*WHAT THE TASK ASKS*
Retype exactly the lines of the material below, from the one containing "Improve latex formula" through the last, with both ends kept.

··· COLLECTED MATERIAL

PR #224, opened 2017-04-15
Improve latex formula renderer (bugfixes, refactoring, adding support for other TeX engines)

felixfontein:
The new version should be backwards compatible to old instances of the latex compiler plugin (and other plugins).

······

*OUTPUT*
Improve latex formula renderer (bugfixes, refactoring, adding support for other TeX engines)

felixfontein:
The new version should be backwards compatible to old instances of the latex compiler plugin (and other plugins).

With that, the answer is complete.